Sometimes, you will see the `ggplot()` function contain the aesthetics (as shown in examples below). This means that these will be the default aesthetics that will be passed to all geom_layers. This is useful when we plot several layers together (e.g., a line plot and a point plot together).
```{r}
# More specific examples of commands incoming
# mostly based around ggplot2 package
library(tidyverse)
library(ggplot2) # redundant, but here for emphasis
# we'll use the mpg dataset
head(mpg)
# line plot
ggplot(data = mpg, mapping = aes(x = displ, y = hwy)) +
geom_line()
# sometimes we want to group on different categorical variables
ggplot(data = mpg, mapping = aes(x = displ, y = hwy, group = cyl)) +
geom_line()
# but we can't tell the lines apart without color
ggplot(data = mpg,
mapping = aes(x = displ, y = hwy,
group = cyl, color = cyl)) +
geom_line()
# ggplot is treating CYL as a continuous variable;
# we want to avoid this
# but we can't tell the lines apart without color
ggplot(data = mpg,
mapping = aes(x = displ, y = hwy,
group = cyl, color = as.character(cyl))) +
geom_line()
# bar chart (only uses one variable because it counts automatically)
# IF you want to supply your own count instead, use
# geom_bar(stat = "identity")
ggplot(mpg, aes(x = displ)) +
geom_bar()
# histogram and 1-dimensional density visualization (and bin sizes)
ggplot(mpg, aes(x = hwy)) +
geom_histogram()
ggplot(mpg, aes(x = hwy)) +
geom_histogram(binwidth = 2.5)
# 2-dimensional histograms/density
ggplot(mpg, aes(x = displ, y = hwy)) +
geom_density2d() +
geom_point()
# kernel density estimation
# we use the built in smoother in ggplot for now
# GEOM_SMOOTH()
ggplot(data = mpg) +
geom_smooth(mapping = aes(x = displ, y = hwy),
method = "loess", span = 0.5)
ggplot(data = mpg) +
geom_smooth(mapping = aes(x = displ, y = hwy),
method = "loess", span = 2)
ggplot(data = mpg) +
geom_smooth(mapping = aes(x = displ, y = hwy),
method = "lm")
# median, quantile, quartile, interquartile range
# use ecdf() function for these attributes
# the empirical cumulative density function
ecdf_hwy_mpg <- ecdf(mpg$hwy)
# median
quantile(ecdf_hwy_mpg, 0.5)
quantile(ecdf_hwy_mpg, seq(0.25, 0.75, by = 0.25))
# box plots
ggplot(mpg, aes(x = class, y = hwy, color = class)) +
geom_boxplot()
# scatter plots (many plots, overplotting, correlation graphs)
ggplot(mpg, aes(x = displ, y = hwy)) +
geom_point()
ggplot(mpg, aes(x = displ, y = hwy)) +
geom_point() + facet_wrap(~cyl)
ggplot(mpg, aes(x = displ, y = hwy)) +
geom_point() + facet_wrap(~class)
# parallel coordinates
# for some
long_iris_df <- iris %>% mutate(obs_id = row_number()) %>%
gather(key = measurement, value = value, -obs_id, -Species)
ggplot(long_iris_df,
aes(x = measurement, y = value,
group = obs_id, color = Species)) +
geom_line()
# radar plots
# if you're interested, check out this ggplot2 extension
# http://www.ggplot2-exts.org/ggradar.html
```
Notes from the above examples:
* in the parallel coordinates example, note that we could not have plotted this without making the iris data a long dataset, where each measurement of an observation gets one row. `ggplot` enforces this structure because it makes it clear what we're studying.
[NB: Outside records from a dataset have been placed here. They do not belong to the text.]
PR #1387, opened 2019-10-01
Added QA authorities as search options.

### LINKED ISSUE #1377: Add search choices to search tab
* Update search tab to match design described in https://github.com/LD4P/sinopia/issues/255
* Provide configuration of QA authorities to be listed. This can use the same / similar configuration approach as `lookupConfig.json`.
* Note that one of the search options should be "Sinopia" and should perform a search of Sinopia as it currently does.

justinlittman:
closes #1377

### DIFF
--- a/src/components/search/Search.jsx
+++ b/src/components/search/Search.jsx
@@ -5,26 +5,41 @@ import { bindActionCreators } from 'redux'
 import { connect } from 'react-redux'
 import PropTypes from 'prop-types'
 import Header from '../Header'
-import FormGroup from 'react-bootstrap/lib/FormGroup'
-import FormControl from 'react-bootstrap/lib/FormControl'
-import Grid from 'react-bootstrap/lib/Grid'
-import Row from 'react-bootstrap/lib/Row'
-import Form from 'react-bootstrap/lib/Form'
 import Alert from 'react-bootstrap/lib/Alert'
 import fetchSearchResults from 'actionCreators/search'
 import SearchResults from './SearchResults'
 import SearchResultsPaging from './SearchResultsPaging'
 import SearchResultsMessage from './SearchResultsMessage'
+import { FontAwesomeIcon } from '@fortawesome/react-fontawesome'
+import { faSearch } from '@fortawesome/free-solid-svg-icons'
+import searchConfig from '../../../static/searchConfig.json'
 
 const Search = (props) => {
   const [queryString, setQueryString] = useState('')
   const [showAlert, setShowAlert] = useState(props.error)
-
+  const [authority, setAuthority] = useState('sinopia')
 
   const handleKeyPress = (event) => {
     if (event.key === 'Enter') {
-      props.fetchSearchResults(queryString)
+      search()
       event.preventDefault()
+    }
+  }
+
+  const handleSubmit = (event) => {
+    search()
+    event.preventDefault()
+  }
+
+  const search = () => {
+    if (queryString === '') {
+      return
+    }
+    if (authority === 'sinopia') {
+      props.fetchSearchResults(queryString)
+    } else {
+      // TODO: Implement QA search.
+      console.error(`${authority} not yet supported`)
     }
   }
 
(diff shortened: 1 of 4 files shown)


justinlittman:
Screen Shot 2019-09-30 at 10 47 52 PM
Screen Shot 2019-09-30 at 10 48 05 PM

static/searchConfig.json
```diff
@@ -0,0 +1,82 @@
+[
+  {
+    "label": "SHAREVDE ALBERTA",
```
jcoyne: https://media1.giphy.com/media/ii8rlXOlRFp5LKAVUR/giphy.gif

justinlittman: Or that he copied the existing config ...

src/components/search/Search.jsx
```diff
@@ -43,27 +58,41 @@ const Search = (props) => {
...
-            </FormGroup>
-          </Form>
-        </Row>
-        <SearchResults {...props} key="search-results" />
-        <SearchResultsPaging {...props} pageSize="1"/>
-        <SearchResultsMessage />
-      </Grid>
+      <div className="row">
+        <form className="form-inline" onSubmit={handleSubmit}>
+          <div className="form-group col-md-4" style={{ paddingRight: '5px' }}>
```
jcoyne: form-group elements should not have grid styles (e.g. `col-md-4`)
```

$ bootlint << EOF
>
> <form class="form-inline">
>   <div class="form-group col-md-3"></div>
> </form>
> EOF
...
<stdin>:3:3 E014 Columns (`.col-*-*`) can only be children of `.row`s or `.form-group`s
```

src/components/search/Search.jsx
```diff
@@ -43,27 +58,41 @@ const Search = (props) => {
...
+            <label htmlFor="searchType" style={{ marginRight: '5px' }}>Search</label>
+            <select className="form-control" id="searchType"
+                    value={authority} style={{ paddingRight: '0px', width: '85%' }}
```
jcoyne: In an `.form-inline` aren't select's using `width: auto`?  Why are you diverging from that?

src/components/search/Search.jsx
```diff
@@ -43,27 +58,41 @@ const Search = (props) => {
...
+                    onChange={ event => setAuthority(event.target.value) }
+                    onBlur={ event => setAuthority(event.target.value) }>
+              <option value="sinopia">Sinopia</option>
+              {options}
+            </select>
+          </div>
+          <div className="form-group col-md-6" style={{ paddingLeft: '5px' }}>
+            <div className="input-group" style={{ width: '100%' }}>
```
jcoyne: Isn't the width always 100%?

src/components/search/Search.jsx
```diff
@@ -43,27 +58,41 @@ const Search = (props) => {
...
+            <label htmlFor="searchType" style={{ marginRight: '5px' }}>Search</label>
+            <select className="form-control" id="searchType"
+                    value={authority} style={{ paddingRight: '0px', width: '85%' }}
+                    onChange={ event => setAuthority(event.target.value) }
+                    onBlur={ event => setAuthority(event.target.value) }>
+              <option value="sinopia">Sinopia</option>
+              {options}
+            </select>
+          </div>
+          <div className="form-group col-md-6" style={{ paddingLeft: '5px' }}>
```
jcoyne: can't use columns here.

src/components/search/Search.jsx
```diff
@@ -43,27 +58,41 @@ const Search = (props) => {
...
+            <div className="input-group" style={{ width: '100%' }}>
+              <label className="sr-only" htmlFor="searchInput">Query</label>
+              <input id="searchInput" type="text" style={{ width: '100%' }} className="form-control"
+                     onChange={ event => setQueryString(event.target.value) }
+                     onKeyPress={handleKeyPress} />
+              <span className="input-group-btn">
+                <button className="btn btn-default" type="submit"><FontAwesomeIcon className="fa-search" icon={faSearch} /></button>
```
jcoyne: Need aria (or `.sr-only`) text for screen readers

src/components/search/Search.jsx
```diff
@@ -43,27 +58,41 @@ const Search = (props) => {
...
+                    onChange={ event => setAuthority(event.target.value) }
+                    onBlur={ event => setAuthority(event.target.value) }>
+              <option value="sinopia">Sinopia</option>
+              {options}
+            </select>
+          </div>
+          <div className="form-group col-md-6" style={{ paddingLeft: '5px' }}>
+            <div className="input-group" style={{ width: '100%' }}>
+              <label className="sr-only" htmlFor="searchInput">Query</label>
+              <input id="searchInput" type="text" style={{ width: '100%' }} className="form-control"
```
jcoyne: I believe `.form-control` already sets `width: 100%`

static/searchConfig.json
jcoyne: But it's hard to read. Can we improve it by using normal case?

src/components/search/Search.jsx
jcoyne: `type` should be `url` See https://developer.mozilla.org/en-US/docs/Web/HTML/Element/input/url

static/searchConfig.json
justinlittman: @michelleif might want these to say something entirely different, e.g., different case, different names, no SHAREVDE. Would prefer to handle in a separate PR in which she can edit as she feels appropriate.

jcoyne:
@justinlittman need to re-eslint this.

PR #1391, opened 2019-10-01
fix getty tgn and ulan pointing to aat

elrayle:
Fix several configs for getty that were pointing to aat when they should point to tgn or ulan.

Identified in https://github.com/LD4P/qa_server/issues/121

### DIFF
--- a/static/lookupConfig.json
+++ b/static/lookupConfig.json
@@ -376,7 +376,7 @@
   {
     "label": "GETTY_TGN (QA)",
     "uri": "urn:ld4p:qa:gettytgn",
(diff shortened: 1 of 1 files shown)


sfolsom:
@elrayle yes, both tgn and ulan are now pointing to the proper vocabs, but I noticed that ulan doesn't seem to be passing context through to Sinopia:

Screen Shot 2019-11-15 at 3 35 31 PM

https://lookup.ld4l.org/authorities/search/linked_data/getty_ulan_ld4l_cache/person?q=washington&maxRecords=4&context=true

PR #1407, opened 2019-10-02
Upgrade to eslint6

jcoyne:


jcoyne:
Looks like this is blocked by https://github.com/airbnb/javascript/issues/2105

In this case, we're interested in comparing the different measurements against each other, so measurement type should be a variable (hence, row), rather than a particular description of a measurement (i.e. column). This follows the tidy data philosophy (see R4DS for more).
* when doing line plots, it can be important to specify how we're connecting/grouping our data into a line. Use the `group` aesthetic to guide this and think through this.